From: Jonathan Cameron <jonathan.cameron@huawei.com>
To: Smita Koralahalli <Smita.KoralahalliChannabasappa@amd.com>
Cc: <linux-cxl@vger.kernel.org>, <linux-kernel@vger.kernel.org>,
<nvdimm@lists.linux.dev>, <linux-fsdevel@vger.kernel.org>,
<linux-pm@vger.kernel.org>, Ard Biesheuvel <ardb@kernel.org>,
"Alison Schofield" <alison.schofield@intel.com>,
Vishal Verma <vishal.l.verma@intel.com>,
Ira Weiny <ira.weiny@intel.com>,
Dan Williams <dan.j.williams@intel.com>,
Yazen Ghannam <yazen.ghannam@amd.com>,
"Dave Jiang" <dave.jiang@intel.com>,
Davidlohr Bueso <dave@stgolabs.net>,
"Matthew Wilcox" <willy@infradead.org>, Jan Kara <jack@suse.cz>,
"Rafael J . Wysocki" <rafael@kernel.org>,
Len Brown <len.brown@intel.com>, Pavel Machek <pavel@kernel.org>,
Li Ming <ming.li@zohomail.com>,
Jeff Johnson <jeff.johnson@oss.qualcomm.com>,
Ying Huang <huang.ying.caritas@gmail.com>,
Yao Xingtao <yaoxt.fnst@fujitsu.com>,
"Peter Zijlstra" <peterz@infradead.org>,
Greg Kroah-Hartman <gregkh@linuxfoundation.org>,
Nathan Fontenot <nathan.fontenot@amd.com>,
Terry Bowman <terry.bowman@amd.com>,
Robert Richter <rrichter@amd.com>,
Benjamin Cheatham <benjamin.cheatham@amd.com>,
Zhijian Li <lizhijian@fujitsu.com>,
Borislav Petkov <bp@alien8.de>,
Tomasz Wolski <tomasz.wolski@fujitsu.com>
Subject: Re: [PATCH v8 8/9] dax/hmem, cxl: Defer and resolve Soft Reserved ownership
Date: Mon, 23 Mar 2026 18:13:31 +0000 [thread overview]

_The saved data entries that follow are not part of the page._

PR #9982, opened 2024-01-24
fix unexpected keyword argument 'device' 

zhentaocc:
## Description

Fix nightly test failure
[](https://github.com/intel-analytics/BigDL/actions/runs/7626141255/job/20793066834)

This is caused by fixing chatglm3 #9941 , we added `device="meta"` to model init funtion while other models may not accept this argument. So here, I added an if sentence to make it work only for chatglm.
### 1. Why the change?
Fix nightly test failure
[](https://github.com/intel-analytics/BigDL/actions/runs/7626141255/job/20793066834)

### DIFF
--- a/python/llm/src/bigdl/llm/transformers/model.py
+++ b/python/llm/src/bigdl/llm/transformers/model.py
@@ -507,6 +507,11 @@ class _BaseAutoModelClass:
             with ContextManagers(init_contexts):
                 if config.architectures is not None \
                     and config.architectures[0] in ["ChatGLMModel", "ChatGLMForConditionalGeneration"]:
+                    """
+                    ChatGLMModel uses skip_init by default, which will force modules placed on cpu 
+                    if the device is not specified. This will further cause replaced linear allocating
+                    memory on cpu.
+                    """ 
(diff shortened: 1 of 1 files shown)


zhentaocc:
tested on 0118 + this pr changes. results:
image

zhentaocc:
seems that other changes causes memory issue after 0118. need to track the root cause further.

python/llm/src/bigdl/llm/transformers/model.py
```diff
@@ -505,7 +505,9 @@ def load_low_bit(cls,
 
         if bigdl_lcmu_enabled:
             with ContextManagers(init_contexts):
-                kwargs["device"] = "meta"
+                if config.architectures is not None \
```
leonardozcm, line 508: how about adding comments on why chatglm behaves differently? and It is better to make sure the failed nightly test passed on your local machine.

leonardozcm (approved):

zhentaocc:
rerun nightly tests https://github.com/intel-analytics/BigDL/actions/runs/7635883294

Message-ID: <20260323181331.000018f2@huawei.com> (raw)
In-Reply-To: <20260322195343.206900-9-Smita.KoralahalliChannabasappa@amd.com>
On Sun, 22 Mar 2026 19:53:41 +0000
Smita Koralahalli <Smita.KoralahalliChannabasappa@amd.com> wrote:
> The current probe time ownership check for Soft Reserved memory based
> solely on CXL window intersection is insufficient. dax_hmem probing is not
> always guaranteed to run after CXL enumeration and region assembly, which
> can lead to incorrect ownership decisions before the CXL stack has
> finished publishing windows and assembling committed regions.
>
> Introduce deferred ownership handling for Soft Reserved ranges that
> intersect CXL windows. When such a range is encountered during the
> initial dax_hmem probe, schedule deferred work to wait for the CXL stack
> to complete enumeration and region assembly before deciding ownership.
>
> Once the deferred work runs, evaluate each Soft Reserved range
> individually: if a CXL region fully contains the range, skip it and let
> dax_cxl bind. Otherwise, register it with dax_hmem. This per-range
> ownership model avoids the need for CXL region teardown and
> alloc_dax_region() resource exclusion prevents double claiming.
>
> Introduce a boolean flag dax_hmem_initial_probe to live inside device.c
> so it survives module reload. Ensure dax_cxl defers driver registration
> until dax_hmem has completed ownership resolution. dax_cxl calls
> dax_hmem_flush_work() before cxl_driver_register(), which both waits for
> the deferred work to complete and creates a module symbol dependency that
> forces dax_hmem.ko to load before dax_cxl.
>
> Co-developed-by: Dan Williams <dan.j.williams@intel.com>
> Signed-off-by: Dan Williams <dan.j.williams@intel.com>
> Signed-off-by: Smita Koralahalli <Smita.KoralahalliChannabasappa@amd.com>
https://sashiko.dev/#/patchset/20260322195343.206900-1-Smita.KoralahalliChannabasappa%40amd.com
Might be worth a look. I think the last comment is potentially correct
though unlikely a platform_driver_register() actually fails.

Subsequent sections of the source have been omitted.